50 shades of gray in conservative Turkey

50 shades of gray in conservative Turkey

CAN DÜNDAR
This Valentine’s Day is different for some men: Tonight they will meet with women who have read “Fifty Shades of Grey.” And, I’m afraid they will be compared to “Mr. Grey.”

Mr. Grey is a character in the highest and fastest selling book of our era.

A wealthy businessman… His lustful relationship with a 22-year-old virgin literature student has been rocking the world for months.

When I enter a bookstore in any country, “Grey” is top-selling… It has been translated into 40 languages; it has sold 50 million copies; now, it is being filmed.

We have seen the same interest in Turkey also: When “Grinin Elli Tonu” (Pegasus, 2012) was out, it sold 100,000 copies in its first month.

The book is written by a woman; most of the readers are also women…

For some, it is the updated version of the 1975 model “Story of O” for our generation.

For some, it is the proof of the principle “sex sells.” There are others who also count the rich businessman captivating young girl fantasies and the “furthering of the master-slave relationship into the bed.” Some others also explain the secret of the highest selling with “cliché erotic scenes and global marketing skills.”

All of this may be true, but if in so many countries 50 million readers, most of them women, read the same daring story, then this should be scrutinized beyond the classic templates.

I guess the real success here is to put a sexually explicit book into the shopping basket of the over 35 housewives. The book has been named “Mommy Porn” for this feature of it.

As sales boosted, shyness disappeared.

I will use another novel to prove this thesis. It’s Günseli Önal’s “Sınırsız Tutku” (Unlimited Passion) (Asur, 2012). Günseli is a journalist of our generation. We have walked the corridors of Parliament together.

Now, she defines that period as “those years that I lived in male codes, when I had to suppress my femininity in the male-dominated environment. In her book, she explains her discovery of her feminineness, the transfer into her real genes, the “factory setting.”

One morning in her mid-thirties she has woken up at dusk and has seen a middle-aged woman sitting at a chair across her frantic with sorrow saying, “I have wasted my whole life.” Günseli said, “It was me. It was my old age. I was questioning myself with a deep remorse.” After that day, she has set out to discover herself.

She has pensioned off her custos morum (guardian of morals) who has been ruling her in her brain for years. She has let go off “What would others say.” She has bid farewell to the fears that grew with her desires. She has transferred into “Unlimited Passion.”

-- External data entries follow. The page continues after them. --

Issue #3638, opened 2024-10-01
Add javalib examples on using `jlink`, `jpackage`, and producing JPMS modules (500USD Bounty)


lihaoyi:
---

**From the maintainer Li Haoyi**: I'm putting a 500USD bounty on this issue, payable by bank transfer on a merged PR implementing this.

---

These are newer Java tools that we should have documented/tested golden paths to using. The examples should go in `example/javalib/module` with `/** Usage */` tests and textual explanations of what the examples are doing and how they relate to the underlying tools and concepts (with links to the relevant upstream documentation pages)

lefou:
* https://github.com/com-lihaoyi/mill/pull/3201

ayewo:
Hi @lihaoyi 
I've just opened a PR.

When you have a moment, would appreciate it if you could take a look.

PR #4038, opened 2024-11-27
feat: add jlink & jpackage Java examples

ayewo:
This intended to close https://github.com/com-lihaoyi/mill/issues/3638.

The `JlinkModule` creates a runtime image in two steps:
1. it creates a `jlink.jmod` file for the module containing the `mainClass` using the [`jmod`](https://docs.oracle.com/en/java/javase/23/docs/specs/man/jmod.html) tool;
2. it then uses the [jlink](https://docs.oracle.com/en/java/javase/23/docs/specs/man/jlink.html) tool, to link the previously created `jlink.jmod` with a runtime image.

The generated runtime image can be executed with:
```sh
./out/foo/jlinkAppImage.dest/jlink-runtime/bin/jlink
```

As for the `JpackageModule` implementation, I decided to reuse most of the `JpackageModule` code @lefou  [linked](https://github.com/com-lihaoyi/mill/pull/3201) to the original issue. Of course his code completely avoids the `jmod` dance by using [`jpackage`](https://docs.oracle.com/en/java/javase/23/docs/specs/man/jpackage.html) to create a native package/installer directly.

`jpackage` supports up to 3 different package/installer outputs on macOS:
```sh
jpackageType = "dmg"
./out/foo/jpackageAppImage.dest/image/foo-1.0.dmg

jpackageType = "pkg"
./out/foo/jpackageAppImage.dest/image/foo-1.0.pkg

jpackageType = "app-image"
./out/foo/jpackageAppImage.dest/image/foo.app
```

Would be interested to hear your thoughts on the slight difference between how the 2 traits are implemented.


lihaoyi:
What happens after I run the `foo-1.0.pkg` installer? I assume it puts the file on disk somewhere, but I couldn't find it

scalalib/src/mill/scalalib/JlinkModule.scala
```diff
@@ -0,0 +1,90 @@
...
+    val jars = cp.filter(os.exists).zipWithIndex.map { case (p, idx) =>
+      val dest = libs / s"${p.last}"
+      os.copy(p, dest, createFolders = true)
+      dest
+    }
+    
+    val classPath = jars.map(_.toString).mkString(sys.props("path.separator"))
+    val args = {
+      val baseArgs = Seq(
+        "jmod",
```
lihaoyi, line 51: Is it possible to use `jlink` without first using `jmod`? For some reason the Java install I have on my laptop does not have `jmod` included (?)

```
lihaoyi mill$ jmod
zsh: command not found: jmod
lihaoyi mill$ java -version
openjdk version "17.0.6" 2023-01-17 LTS
OpenJDK Runtime Environment Corretto-17.0.6.10.1 (build 17.0.6+10-LTS)
OpenJDK 64-Bit Server VM Corretto-17.0.6.10.1 (build 17.0.6+10-LTS, mixed mode, sharing)
```

lihaoyi, line 51: Is it possible to use `jlink` without first using `jmod`? For some reason the Java install I have on my laptop does not have `jmod` included (?)

```
lihaoyi mill$ jmod
zsh: command not found: jmod
lihaoyi mill$ java -version
openjdk version "17.0.6" 2023-01-17 LTS
OpenJDK Runtime Environment Corretto-17.0.6.10.1 (build 17.0.6+10-LTS)
OpenJDK 64-Bit Server VM Corretto-17.0.6.10.1 (build 17.0.6+10-LTS, mixed mode, sharing)
```

scalalib/src/mill/scalalib/JlinkModule.scala
```diff
@@ -0,0 +1,90 @@
...
+  def jlinkModuleVersion: T[Option[String]] = T { None }
+
+  /** The main class to use as the runtime entry point. */
+  def jlinkMainClass: T[String] = T { finalMainClass() }
+
+  /** Compress level for the runtime image. 
+   * Valid values range between: 
+   *  "zip-0" (no compression) and "zip-9" (best compression)
+   * Defaults to "zip-6" */
+  def jlinkCompressLevel: T[String] = T { "zip-6" }
```
lihaoyi, line 29: This seems to be having problems in CI; are there any other values we could use?

scalalib/src/mill/scalalib/JpackageModule.scala
```diff
@@ -0,0 +1,83 @@
...
+      dest
+    }
+
+    val appName = jpackageName()
+    val appType = jpackageType()
+    val mainClass = jpackageMainClass()
+    val mainJarName = jars.head.last
+
+    val args: Seq[String] = Seq(
+      "jpackage",
```
lihaoyi, line 64: We should wire up all these CLI tools to the custom JVM versions that users can define https://mill-build.org/mill/fundamentals/configuring-jvm-versions.html. This probably just means using the executable from `this.zincWorker().javaHome()` rather than the one on `PATH`

scalalib/src/mill/scalalib/JlinkModule.scala
lihaoyi: Strangely enough, `jmod` does exist at `/Library/Java/JavaVirtualMachines/amazon-corretto-17.jdk/Contents/Home/bin/jmod`. So using the `javaHome()` version as mentioned below should solve this

example/javalib/module/16-jlink/build.mill
```diff
@@ -0,0 +1,23 @@
+//// SNIPPET:BUILD
+package build
+import mill._, javalib._
+import mill.javalib.Assembly._
+import mill.scalalib.JlinkModule
+
+object foo extends JavaModule with JlinkModule {
+  override def jlinkModuleName: T[String] = T { "foo" }
+  override def jlinkModuleVersion: T[Option[String]] = T { Option("1.0.0") }
```
lihaoyi, line 9: No need `override` keyword in `.mill` files

lihaoyi:
Overall the code looks reasonable I think. Some nits and some tweaks likely necessary to get it working reliably in CI and on my laptop.

One area that needs to be fleshed out is the english docs surrounding the examples. We should have a short explanation of what is going on, how these traits and the output files can be used from a user perspective, and with links to upstream documentation for more details

CC @lefou @alexarchambault

lihaoyi:
Managed to find the `foo` program in `Applications` after installing the `.pkg`, but running it seems to exit immediately before doing anything. Maybe we can make it pop up a Swing window or something just so it's visible to the user the program works?

lefou:
> As for the `JpackageModule` implementation, I decided to reuse most of the `JpackageModule` code @lefou [linked](https://github.com/com-lihaoyi/mill/pull/3201) to the original issue.

Please add me as [co-author](https://github.com/com-lihaoyi/mill?tab=readme-ov-file#commit-messages) to the relevant git commit. 

```
```

ayewo:
> Managed to find the `foo` program in `Applications` after installing the `.pkg`, but running it seems to exit immediately before doing anything. Maybe we can make it pop up a Swing window or something just so it's visible to the user the program works?

OK, I'll update the example code to be a basic desktop app in Swing.

> One area that needs to be fleshed out is the english docs surrounding the examples. We should have a short explanation of what is going on, how these traits and the output files can be used from a user perspective, and with links to upstream documentation for more details

In the original issue description, I interpreted your mention of "`/** Usage */` tests and textual explanations" as referring to adding illustrative examples inside `build.mill`, which I have done. Sounds like this is referring to updating the Mill documentation. Can you please point me to an example of what you have in mind?

ayewo:
@lihaoyi 
> What happens after I run the foo-1.0.pkg installer? I assume it puts the file on disk somewhere, but I couldn't find it

> Managed to find the foo program in Applications after installing the .pkg, but running it seems to exit immediately before doing anything. Maybe we can make it pop up a Swing window or something just so it's visible to the user the program works?

Double-clicking or doing an `open foo-1.0.pkg` in Terminal should show the installer.

I've updated the `jpackage` example to show a Swing GUI when the app is launched either from a `.dmg` or `.pkg` (after installing it to `/Applications`). 

For the `app-image` package, launching from the CLI (via `./out/foo/jpackageAppImage.dest/image/foo.app/Contents/MacOS/foo`) should also show the Swing GUI.

scalalib/src/mill/scalalib/JlinkModule.scala
ayewo: On my machine, I have OpenJDK installed:
```sh
java --version
openjdk 21.0.1 2023-10-17
OpenJDK Runtime Environment (build 21.0.1+12-29)
OpenJDK 64-Bit Server VM (build 21.0.1+12-29, mixed mode, sharing)
```
But a momentary switch to Oracle's JDK shows that `jlink` will only accept either of [`0`, `2`] as valid values for compression.

To summarize:
* On Oracle's build of the JDK, valid values are: `0` (no compression), `1` and `2` (zip compression).
* On recent builds of OpenJDK, valid values range between: [`"zip-0"` - `"zip-9"`].

I've updated the Usage examples so this subtle difference between JDK distributions is clearer.

scalalib/src/mill/scalalib/JlinkModule.scala
ayewo: Updated to use `javaHome()`.

scalalib/src/mill/scalalib/JpackageModule.scala
ayewo: Thanks for the pointer.

I've updated to use `javaHome()`.

ayewo:
@lihaoyi I’ve addressed all of your feedback.

lihaoyi:
Thanks, will take a look

lihaoyi:
Just looked through this, I think it looks pretty good.

Some last requests:

- Can you include your new examples into the documentation in https://github.com/com-lihaoyi/mill/blob/main/docs/modules/ROOT/pages/javalib/module-config.adoc?plain=1#L56-L58, and use `./mill docs.fastPages` to check that it looks good to you

- I imagine a common use case would be to generate `jpackage` outputs for all platforms, which the current `trait JpackageModule` makes difficult. Let's make a `def jpackageAppImage0` anonymous task that takes the `jpackageType: String` as a parameter, and then have `jpackageAppImage`/`jpackageDmg`/`jpackagePkg`/`jpackageExe`/`jpackageMsi`/`jpackageRpm`/`jpackageDeb` tasks that use `jpackageAppImage0`, and maybe a `jpackageAll` task that aggregates all the results. This should make it easier for the common use case where someone wants to generate all possible executable packages for the same Java module

lihaoyi:
We can leave it as is

ayewo:
Quick question regarding some test failures in [CI](https://github.com/com-lihaoyi/mill/actions/runs/12084145033/job/33698863549?pr=4038):

One of the usage example tests for `jpackage` looks like this:
```sh
java -jar ./out/foo/assembly.dest/out.jar
Nov 28, 2024 12:45:43 PM foo.Foo readConf
INFO: Loaded application.conf from resources: Foo Application Conf

Nov 28, 2024 12:45:44 PM foo.Bar lambda$main$0
INFO: Hello World application started successfully
``` 
In other words, it uses a logger that prints the current timestamp. I'm wondering if `UtestExampleTestSuite` is doing a string match against this for its expected output which might be why I'm seeing failures?

I'm guessing I'll need to remove the timestamp, right?

example/javalib/module/17-jpackage/build.mill
```diff
@@ -0,0 +1,107 @@
...
+
+/** Usage
+
+> mill foo.assembly
+
+> unzip -p ./out/foo/assembly.dest/out.jar application.conf
+Foo Application Conf
+
+> java -jar ./out/foo/assembly.dest/out.jar
+Nov 28, 2024 12:45:43 PM foo.Foo readConf
```
lihaoyi, line 75: @ayewo you can use `...` as wildcards when matching strings, e.g.

```
... foo.Foo readConf
```

ayewo:
@lihaoyi changes are ready to be merged.

lihaoyi:
@ayewo looks like some of the test failures are legit

ayewo:
@lihaoyi I believe I've fixed all the legit failures related to my changes.

lihaoyi:
Looks great, thanks @ayewo ! Please email me your international bank transfer details and I can close out the bounty

ayewo:
> Looks great, thanks @ayewo ! Please email me your international bank transfer details and I can close out the bounty

Thanks @lihaoyi! I've just emailed you using the email on your GH profile.

lefou:
While merging, you forgot to keep me in the co-authors. 😟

It was an overall cry for freedom, for baby boomers. In the ‘80s, their children boosted the women’s movement. Women who rebel today are the grandchildren of the baby boomers and the children of those who met feminism in the ‘80s.

They live in an era where sexuality is spread out on TV, on the Internet, in movies and on the street. They are bold. They ignore aged taboos. They are not ashamed of their clothes, ideas or their bodies.

In the middle of the life they have lived for their fathers-husbands-children, in this order, they say “Now, it’s my turn.” In the place of empathy, they put their ego, their passions. They want love and sex together.

The interesting dimension when it comes to Turkey is that this wave is now overlapping with the conservative cloud descending all over the country…

Women are reading erotic novels at a time when they feel the “neighborhood pressure” at its greatest, they watch an Ottoman sultan making love on TV and they select a husband comparing all suitors during a live broadcast.

Supreme boards, bans on clothes, disgraces, pressures and impositions fall short in reining back the woman who has discovered herself.

It is a tough period for men who were used to ruling the roost for years.

Women are coming, women who know “Mr. Grey,” who more importantly who know what they want and who can say it openly.

Good luck to the guys.

Happy Valentine’s Day.

Can DÜNDAR is a columnist for daily Milliyet in which this piece was published Feb. 14. It was translated into English by the Daily News staff.